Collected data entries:
=== Section Start ===
PR #2475, opened 2023-12-22
Document custom assets

pablobm:
We are not documenting how to add custom assets to complement or override Administrate's own. In fact I recently came across a client project where this was done the wrong way, causing breakage.

So here's some documentation on it, as well as adds examples to the example app. The examples (particularly the CSS one) are a bit artificial, but I couldn't think of anything else. Suggestions welcome.

### DIFF
--- a/docs/customizing_page_views.md
+++ b/docs/customizing_page_views.md
@@ -119,3 +119,25 @@ For example, you can add a button in the middle of the header as follows:
 
 <%= render template: 'administrate/application/_index_header', locals: local_assigns %>
 ```
+
+## Adding custom CSS and JS
+
+You can add custom CSS and JS to Administrate. Put the files in the
+appropriate folders (typically under `assets`) and point Administrate to them
+using the following API, preferably in an initializer. For example, if your
+files are called `admin.css` and `admin.js`:
+
+```
+/// config/initializers/administrate.rb
+Administrate::Engine.add_stylesheet("admin")
+Administrate::Engine.add_javascript("admin")
+```
+
+Then make sure to list them in your manifest file (Rails will helpfully remind
+you of this step if you miss it):
+
+```
+/// app/assets/config/manifest.js
+//= link admin.css
+//= link admin.js
+```
--- a/spec/example_app/app/assets/stylesheets/admin.css
+++ b/spec/example_app/app/assets/stylesheets/admin.css
@@ -1,0 +1,3 @@
+/*
+*= require_tree ./admin
+*/
--- a/spec/example_app/app/assets/config/manifest.js
+++ b/spec/example_app/app/assets/config/manifest.js
@@ -2,3 +2,5 @@
 
 //= link_tree ../images
 //= link_tree ../builds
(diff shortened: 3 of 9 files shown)


docs/customizing_page_views.md
```diff
@@ -94,3 +94,25 @@ rails generate administrate:views:layout
...
+```
+
+Then make sure to list them in your manifest file (Rails will helpfully remind
+you of this step if you miss it):
+
+```
+/// app/assets/config/manifest.js
+//= link admin.css
+//= link admin.js
+```
```
elias19r, line 118: Looks good, thank you!

@pablobm @nickcharlton I wonder what we should to do with the following generators:
- `lib/generators/administrate/assets/assets_generator.rb`
- `lib/generators/administrate/assets/javascripts_generator.rb`
- `lib/generators/administrate/assets/stylesheets_generator.rb`

They are another way of customizing assets. As far as I understand, by running those generators, Administrate's non-compiled assets are copied to the users' app. So users can edit a non-compiled asset and _compile it themselves_ if their app is set up for that. And then their assets will take precedence over the ones from the Administrate gem.

I lean toward removing those generators and making users customize assets by appending to Administrate's CSS/JS, just like the example in this PR, instead of completely replacing them with their own.

elias19r (approved):

spec/example_app/app/assets/stylesheets/admin.css
```diff
@@ -0,0 +1 @@
+//= require_tree ./admin
```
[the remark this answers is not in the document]
elias19r: Hound's got a point. Should this be

```css
/*
*= require_tree ./admin
*/
```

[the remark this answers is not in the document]
pablobm: Good point. To be honest, as long as it works and Hound shuts up, I'm in :+1:

docs/customizing_page_views.md
pablobm: I agree. I think that this way of customising assets is more likely to cause issues than to solve them. Adding additional, separate assets to add new behaviour (or override CSS) feels like a better solution to me. Then if anyone wants to fully override Administrate's own assets, they can copy them over manually and do that.

nickcharlton: Yeah, that makes sense to me 👍

nickcharlton (approved):
I think it'd be good to remove those generators, but in another PR (I'll get around to it eventually, but if someone else wanted to, go ahead!). And then we can merge this once #2397 goes in.

pablobm:
Forgot about this one after the merge of #2397. I have rebased and made a change (converted SCSS to CSS). Nor merging just yet as I'm not sure if it'll need to wait for https://github.com/thoughtbot/administrate/pull/2673 now.

pablobm:
And related PR to remove old asset generators at https://github.com/thoughtbot/administrate/pull/2674, as discussed above.

Blackskar875 (approved):

PR #2478, opened 2023-12-26
Add resource instance variables and audit log sample

goosys:
I have made changes so that instance variables are stored in both the index and create actions, in order to capture controller operation logs and perform other post-processing tasks.
Please review.


app/controllers/administrate/application_controller.rb
```diff
@@ -9,6 +9,7 @@ def index
       resources = apply_collection_includes(resources)
       resources = order.apply(resources)
       resources = paginate_resources(resources)
+      @resources = resources
```
nickcharlton, line 12: This should be available through the locals (see lines 14-19). What use case do you have where that's not enough?

goosys: For consistency. Since I made @requested_resource and @new_resource as instance variables, I made it so that @resources can also be referenced from instance variables.

nickcharlton:
Ah yeah, I see. Yeah, consistency is important here.

goosys:
rebased

spec/example_app/app/controllers/admin/application_controller.rb
```diff
@@ -32,5 +32,22 @@ def authenticate_admin
     def pundit_user
       @current_user
     end
+
+    after_action :audit_log, only: %i[create update destroy]
+
+    def audit_log
+      if (resource = @requested_resource || @new_resource)
+        Rails.logger.info(
+          sprintf(
```
nickcharlton, line 41: Hah! It's so rare to see the use of a `sprintf`, fun!

spec/example_app/app/controllers/admin/application_controller.rb
```diff
@@ -32,5 +32,22 @@ def authenticate_admin
     def pundit_user
       @current_user
     end
+
+    after_action :audit_log, only: %i[create update destroy]
```
nickcharlton, line 36: Where should I expect this to log? I've run it locally and tried a few things, but I didn't see any log output

goosys: I’m not sure either. For some reason, this demo application isn’t showing any logs in the console. I believe if you specify the log level and output destination in the config, the logs should appear.

nickcharlton: Oh yeah, I see. You don't get logs in `bin/dev`, but you do in `rails s`. That's a pain.

app/controllers/administrate/application_controller.rb
```diff
@@ -26,7 +27,7 @@ def show
     end
 
     def new
-      resource = new_resource
+      @new_resource = resource = new_resource
```
nickcharlton, line 30: @pablobm, where you thinking that this should be `@resource` and not `@new_resource`? I'm not sure if we made any changes here after that comment

pablobm: That's right. Unless there's a reason for it, I think this should be `@resource` for consistency.

app/controllers/administrate/application_controller.rb
```diff
@@ -40,7 +41,7 @@ def edit
     end
 
     def create
-      resource = new_resource(resource_params)
+      @new_resource = resource = new_resource(resource_params)
```
pablobm, line 44: And same thing here:

```suggestion
      @resource = resource = new_resource(resource_params)
```

app/controllers/administrate/application_controller.rb
pablobm: Actually... now I'm torn. I forgot that we have `@requested_resource`, so having `@resource` might be confusing :thinking:

goosys: https://github.com/goosys/administrate/blob/20cf3a7ab273e17312033ca1d3ed2e1c1503623f/app/controllers/concerns/administrate/resource_manager.rb#L24

I was reorganizing `ApplicationController` for a separate task, and I think `@built_resource` would be a good choice.  

It conveys that the resource is not yet saved, making it clearer than simply using `@resource`.

pablobm: This makes me uneasy... :thinking: Increasing the number of instance variables increases complexity. In your `audit_log` for example, having to do `if (resource = @requested_resource || @new_resource)` is a smell. I would prefer to do `if @resource`. The action can be obtained from `action` if further filtering is required.

As mentioned, the presence of `@requested_resource` complicates things a bit... I'm looking at it now and I think that's the problem: a noun-method that should be a verb-method. I think instead we should do this in `update`, `edit`, `destroy`:

```
    def update
      @resource = find_resource(resource_params)
      if @resource
        redirect_to(
          after_resource_updated_path(@resource),
          notice: translate_with_resource("update.success"),
          status: :see_other
        )
      else
        render :edit, locals: {
          page: Administrate::Page::Form.new(dashboard, @resource)
        }, status: :unprocessable_entity
      end
    end
```

Which now relies on verb-method (also requires renaming the pre-existing `find_resource`):

```
    def find_resource
      find_resource_in_scope(params[:id]).tap do |resource|
        authorize_resource(resource)
      end
    end

    def find_resource_in_scope(param)
      scoped_resource.find(param)
    end
```

This is now consistent with `index`,`new`, and `create`, which retrieve the resource with a helper method and put it in an instance variable.

app/controllers/administrate/application_controller.rb
```diff
@@ -9,6 +9,7 @@ def index
       resources = apply_collection_includes(resources)
       resources = order.apply(resources)
       resources = paginate_resources(resources)
+      @resources = resources
       page = Administrate::Page::Collection.new(dashboard, order: order)
```
goosys, line 13: @nickcharlton @pablobm 
If it's for the audit log, I feel like having @page would be nice too. Thoughts?

pablobm: Given how prevalent it is (it appears in all actions that render a page), I think it may make sense, yes :+1: Go for it.

pablobm:
@goosys - Thoughts on this one? Particularly what I say at https://github.com/thoughtbot/administrate/pull/2478#discussion_r2012091707

goosys:
@pablobm 
I agree with the idea of standardizing everything to `@resource`!

nickcharlton:
@goosys, I might be wrong, but it looks like we just need to settle on `@resource` here and then we can look at merging this. Could you take a look?

goosys:
@pablobm @nickcharlton 
I’ve unified the instance variables to `@resource`. How does this look?

The goal here is to make the resource available for post-processing in each action, so I think it’s reasonable to stop at this point for now.

We could consider renaming `requested_resource` separately in another step.

nickcharlton:
Ah yeah, nice. I think that's it! Thanks!

PR #2484, opened 2024-01-13
Yield created resource if block is given

trevorrjohn:
Creates an interface to allow you to trigger actions after a resource is created (for example run a background job).

Right now you can do this in the `after_resource_created_path` but it doesn't quite feel right to have a side affect in a method that is supposed to be determining the redirection path.

### DIFF
--- a/app/controllers/administrate/application_controller.rb
+++ b/app/controllers/administrate/application_controller.rb
@@ -44,6 +44,7 @@ module Administrate
       authorize_resource(resource)
 
       if resource.save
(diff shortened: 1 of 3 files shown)


nickcharlton (commented):
Thanks!

It'd be great if we could add a mention of this to the docs somewhere (it's possible there's not an obvious place), if you could give that a go?

trevorrjohn:
@nickcharlton added a note in the docs.

nickcharlton:
Magic, thanks!

PR #2491, opened 2024-01-22
fix: set require "administrate/version"

JohnnyKei:
We met `uninitialized constant Administrate::VERSION` error after v0.20.0.

**How to reproduce**
Remove `require "administrate/version"` from administrate.gemspec.

```
bundle exec rspec spec/controllers/admin/application_controller_spec.rb:123
```


dorianmarie (approved):
Looks good to me, we are not requiring that file except in gemspec https://github.com/search?q=repo%3Athoughtbot%2Fadministrate%20version&type=code

nickcharlton:
Which version did you upgrade from? Are you doing anything with the `VERSION` constant?

FWIW, that line has been in there for 9 years. I'd not expect that to be a problem because of that version because of that: https://github.com/thoughtbot/administrate/blame/main/administrate.gemspec#L3

sojan-official:
We are also facing this on this pr: https://github.com/chatwoot/chatwoot/pull/8741 

here is the trace 

Screenshot 2024-01-22 at 4 27 53 PM

I think it throws this error when `administrate` renders the deprecation warnings.

nickcharlton:
Ah hah, yes, that all adds up. I think this is the right way to go then.

I can't think of a good way to test this, at least with what structure we have already, so I'm not going to let that hold us back.

nickcharlton:
I've just pushed [v0.20.1](https://github.com/thoughtbot/administrate/releases/tag/v0.20.1) which includes this fix, thanks for reporting and providing a solution!

PR #2492, opened 2024-01-22
Switch to using @thoughtbot/stylelint-config

nickcharlton:
In #2397, we're having trouble with ignoring directories using the existing `scss-lint` configuration on Hound. `scss-lint` has been deprecated for a while and we have another configuration based on thoughtbot guides, so this is a good fit.

We use BEM style selectors in our CSS. So we add a custom rule, based on some prior work by @a-tokyo, but adjusted to fit in our JSON configuration file.

In addition, we disable these rules as they don't make sense on Administrate:

* Disable scss/dollar-variable-empty-line-before on variables
* Disable function-no-unknown/no-global function names

https://github.com/thoughtbot/stylelint-config
https://github.com/sds/scss-lint/commit/4ac76f9575464028447cbc4042d92eb1089d3899
https://github.com/humanmade/coding-standards/issues/193#issuecomment-1405099508
https://github.com/simonsmith/stylelint-selector-bem-pattern/issues/23


nickcharlton:
I need to fix GHA, but also when it does run, there's some linting failures as the rules seem to be slightly different and/or maybe broken. I can't tell.

nickcharlton:
This has been a ten (10) day side quest and I can finally think about sorting out the rules which are now failing.

nickcharlton:
I published `stylelint-config` [v4.0.0](https://github.com/thoughtbot/stylelint-config/releases/tag/v4.0.0), then updated to that here.

Now this is ready to go. Hound keeps trying to lint, ~~even though it's not configured~~ it's configured at the org level and they mustn't merge the configurations, which … explains why it wasn't working before. That's very confusing.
=== Section End ===
◆ **Directions for this task**:
Only the lines that contain the string "been" should be copied from the entries above.

◆ **Your response**:
FWIW, that line has been in there for 9 years. I'd not expect that to be a problem because of that version because of that: https://github.com/thoughtbot/administrate/blame/main/administrate.gemspec#L3
In #2397, we're having trouble with ignoring directories using the existing `scss-lint` configuration on Hound. `scss-lint` has been deprecated for a while and we have another configuration based on thoughtbot guides, so this is a good fit.
This has been a ten (10) day side quest and I can finally think about sorting out the rules which are now failing.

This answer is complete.